Lambeturah.co.id – Pengadilan Niaga Jakarta Pusat menolak gugatan senilai Rp4,9 miliar yang diajukan musisi Ari Bias terhadap PT Aneka Bintang Gading (HW Group) terkait penggunaan lagu "Bilang Saja" yang dipopulerkan oleh Agnez Mo.

Putusan tersebut dibacakan dalam perkara Nomor 136/Pdt.Sus-HKI/Cipta/2025/PN Niaga Jkt Pst. Majelis Hakim mengabulkan eksepsi yang diajukan pihak HW Group dan menyatakan gugatan Ari Bias tidak dapat diterima atau Niet Ontvankelijk Verklaard (N.O.).

Sengketa bermula ketika Ari Bias, yang memiliki nama asli Arie Sapta Hernawan, mempermasalahkan penggunaan lagu ciptaannya dalam tiga pertunjukan yang digelar di outlet milik HW Group. Merasa hak ciptanya dilanggar, ia mengajukan tuntutan ganti rugi materiil dan immateriil dengan nilai mencapai Rp4,9 miliar.

Dalam persidangan, HW Group menyampaikan bahwa perusahaan tidak memiliki hubungan hukum langsung dengan penyelenggaraan kegiatan yang menjadi objek sengketa. Argumentasi tersebut didukung oleh sejumlah dokumen serta keterangan saksi yang diajukan selama proses pembuktian.

Kuasa hukum PT Aneka Bintang Gading, Agus Rachmat Saputra, menyambut baik putusan tersebut. Menurutnya, putusan hakim menegaskan pentingnya kepastian hukum serta ketepatan dalam menentukan pihak yang bertanggung jawab secara hukum.

"Putusan ini menegaskan pentingnya prinsip kepastian hukum dan ketepatan dalam menentukan pihak yang dimintai pertanggungjawaban secara hukum. Kami menghormati proses peradilan yang telah berlangsung secara independen, objektif, dan sesuai ketentuan hukum yang berlaku," ujarnya.

Majelis Hakim yang dipimpin Achmad Rasyid Purba menilai keberatan hukum yang diajukan tergugat memiliki dasar yang kuat.
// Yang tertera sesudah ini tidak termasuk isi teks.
PR #2951, opened 2024-04-12
docs: minimise the copy/think/paste needed to get the minimal impleme…

ewann:
…ntation working

nice project :)

stepping through this for the first time, I decided to offer this back for consideration.

### DIFF
--- a/docs/pages/docs/setup.md
+++ b/docs/pages/docs/setup.md
@@ -100,7 +100,7 @@ is responsible for telling drift how to open the database. The `schemaVersion` g
 for migrations after changing the database, we can leave it at `1` for now. Update `database.dart`
 so it now looks like this:
 
-<a name="after_generation">
+<a name="open"></a>
 {% include "blocks/snippet" snippets = snippets name = 'after_generation' %}
 
 The Android-specific workarounds are necessary because sqlite3 attempts to use `/tmp` to store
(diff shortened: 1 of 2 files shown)


docs/pages/docs/setup.md
```diff
@@ -97,10 +97,11 @@ After running either command, the `database.g.dart` file containing the generate
...
 You will now see errors related to missing overrides and a missing constructor. The constructor
 is responsible for telling drift how to open the database. The `schemaVersion` getter is relevant
-for migrations after changing the database, we can leave it at `1` for now. The database class
-now looks like this:
-<a name="open">
-{% include "blocks/snippet" snippets = snippets name = 'open' %}
+for migrations after changing the database, we can leave it at `1` for now. Update `database.dart`
+so it now looks like this:
+
+<a name="after_generation">
```
simolus3: This link seems to cause Firefox to parse the HTML in a weird way, it breaks the snippet below for me. I guess we need to add a closing `</a>` immediately afterwards, I don't know how this has ever worked...

Still, the anchor should be named `open` because there are other parts that might link to that. So let's keep make it

```suggestion
<a name="open"></a>
```

simolus3 (commented):
Thanks! I agree that seeing the full snippet again can make it easier for users to just copy something that works.

docs/pages/docs/setup.md
ewann: suggested change applied

simolus3 (approved):
Thanks!

PR #2972, opened 2024-04-26
Improve Manager API design

dickermoshe:
This PR includes the following changes to the manager filter API.

### Remove `Value` Filter for Custom Type
Until now the manage would create 2 filters for a column that has a TypeConverter.
One that accepts the Custom Type and another that uses the raw value.
To avoid polluting the namespace of filterset, the ability to filter on a raw value will be removed.
It is extremely uncommon that a filter on this raw data would be performed, so I think it's worth it.
E.G 
```dart
f.category.status(Status.active)
f.category.statusValue(7) // Removed
```

### References don't use a callback
This will help with readability:
```dart
```
instead of 
```dart
```

### Remove `Id` filter for references
Until now, references columns would create 2 columns, one for the actual column, and one for the reference object.
We will remove the "Id" filter.
Before:
```dart
items.filter((f)=>f.categoryId(5))
```
After:
```dart
items.filter((f)=>f.category.id(5))
```
This looks like we are performing a join for no reason, but we aren't!
Under the hood no join is performed, a filter is applied to the actual category column!

### Reverse References filters wrapped in aggregate class
In the future we may want to add aggregate support for reverse filters.
This prepares for that
E.G
```dart
// Before
f.todoItemsRefs((f) => ...)
// After
f.todoItemsRefs.exist((f) => ...).any()
```

### Count Aggregate
Filter on count of a reverse referenced
```dart
f.todoItemsRefs.count().equals(5)
f.todoItemsRefs.count((f)=>f.name("People")).equals(5)
```

## Other Changes
1. Docs for extensions have been removed until the internal manager API is more consistent. We don't want people writing code at this lower level.
2. Mark lower level classes as internal, but still expose them for the generated code. This will change once the lower level apis are more stable.
3. Disable manager generation on older dart 2 code
4. Add `all` filter which doesn't do any filtering. Will become useful later for creating aggregates that don't use a filter (having)


dickermoshe:
This should be merged before any releases, it contains breaking changes.

I may have done a checkout from the wrong branch, I'll rebase when you finish #2970

simolus3 (approved):
I agree that the API changes make things more consistent, thanks :+1:

dickermoshe:
@simolus3 
What do you reccomend I do?
I would like to keep certain things as "internal" but use them in the generated code.
Can I add `// ignore_for_file: type=lint, invalid_use_of_internal_member` to all generated code?

dickermoshe:
Are you aware of a way to mark things as internal, but still be able to use them in the generated code without lint errors?

dickermoshe:
I've added some things to the PR description:
Take a look.

Otherwise, this PR is done.

dickermoshe:
I came across a bug for this PR while adding aggregate support.
I fixed it and push a fix, but it lowed my confidence in this PR.
I would feel much more confident if tests were added to cover all of these changes.
I think more tests for the manager itself should also be added also.

Marking this as draft until that is complete.

I should be done by Sunday Night

dickermoshe:
Closing in favor of https://github.com/simolus3/drift/pull/2977 which is much more organized.

PR #772, opened 2020-09-16
Merge date-input component into datetime-input component

frankfu03:


src/client/app/shared/form-input/datetime-input.component.ts
```diff
@@ -46,13 +54,15 @@ export class DatetimeInputComponent extends AbstractInput implements OnInit {
...
+        validators.push(new DatetimeFormatValidator(this.showTime));
+        if (this.showTime) {
+            if (this.controlName === 'endDate') {
+                let startDateControl: FormControl = <FormControl>this.form.controls.startDate;
+                validators.push(new DatetimeRangeValidator(this.dateType, startDateControl, true));
+            } else if (this.controlName === 'startDate') {
+                let endDateControl: FormControl = <FormControl>this.form.controls.endDate;
+                validators.push(new DatetimeRangeValidator(this.dateType, endDateControl, false));
+            }
         }
```
lbodor, line 66: Is some equivalent validation not needed when `showTime` is false?

src/client/app/shared/form-input/datetime-input.component.ts
```diff
@@ -19,12 +19,14 @@ export class DatetimeInputComponent extends AbstractInput implements OnInit {
...
 
+    @Input()
+    showTime: boolean = true;
+
     public datetimeModel: Date;
     public hours: number = 0;
     public minutes: number = 0;
     public seconds: number = 0;
-    public datetimeLength: number = 19;
-    public dtPickerHeight: number = 380;
```
lbodor, line 27: :+1:

src/client/app/shared/form-input/datetime-input.component.ts
frankfu03: yes, site image's created date (Date Taken in UI) does not include time.

lbodor: It looks like DatetimeRangeValidator checks whether startDate and endDate are the the right way around, which generally could be relevant even if the datetime values don't include times of day. It looks like here you know that if showTime is false, then there isn't a startDate and an endDate, because showTime happens to be true only for a UI component that is a single value, not a range.

It seems that the implementation of datetime-input-component is reaching out to beyond what it's mean to be aware of, which is how it is used. If this were in a library, then this component couldn't assume that showTime was true for single values and that startDate and endDate represented a range.

It looks like we may be missing a generic datetime-ranage-component. Maybe something to think about at another time -- or not, writing generic UI components is hard.

lbodor (approved):
It's much better that we have one component now, rather than two.

src/client/app/shared/form-input/datetime-input.component.ts
frankfu03: Good points. Maybe it is good to keep datetime and date input components separate, not to merge them.

lbodor: I think it's good to merge them, but I think that we are missing a datetime-range component that can includes two datetime components. Datetime format validation would be on the datetime component, but range validation should be on the datetime-range component, and should work for both dates and datetimes.

lbodor: In a library, you would try to write a generic range component, which could work with dates, times, numbers, anything with an ordering.

lbodor: I don't think we should worry about any of this though.

frankfu03: OK. I'll merge it now.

Dengan demikian, gugatan Ari Bias tidak dapat dilanjutkan dan penggugat juga diwajibkan membayar biaya perkara.

Pihak HW Group turut mengapresiasi profesionalisme majelis hakim dalam memeriksa perkara berdasarkan fakta persidangan dan alat bukti yang diajukan oleh para pihak.

Sebelumnya, sengketa lagu "Bilang Saja" sempat menjadi perhatian publik. Selain menggugat HW Group, Ari Bias juga melibatkan Agnez Mo sebagai Turut Tergugat I, serta Lembaga Manajemen Kolektif Nasional (LMKN) dan Karya Cipta Indonesia (KCI).

Dalam proses hukum tersebut, Ari Bias bahkan sempat mengajukan permohonan sita jaminan terhadap sejumlah aset yang dikaitkan dengan HW Group, termasuk W Superclub Surabaya, The H Club SCBD Jakarta, dan W Superclub Bandung.

Kasus ini merupakan kelanjutan dari perselisihan hak cipta yang sebelumnya juga melibatkan Agnez Mo. Pada Agustus 2025, Mahkamah Agung diketahui telah mengabulkan kasasi yang diajukan penyanyi tersebut.

Dengan putusan terbaru dari Pengadilan Niaga Jakarta Pusat, upaya Ari Bias untuk memperoleh ganti rugi Rp4,9 miliar dari HW Group dipastikan gagal. Sementara itu, HW Group menegaskan komitmennya untuk terus menghormati hak kekayaan intelektual serta mematuhi seluruh regulasi hukum yang berlaku di Indonesia.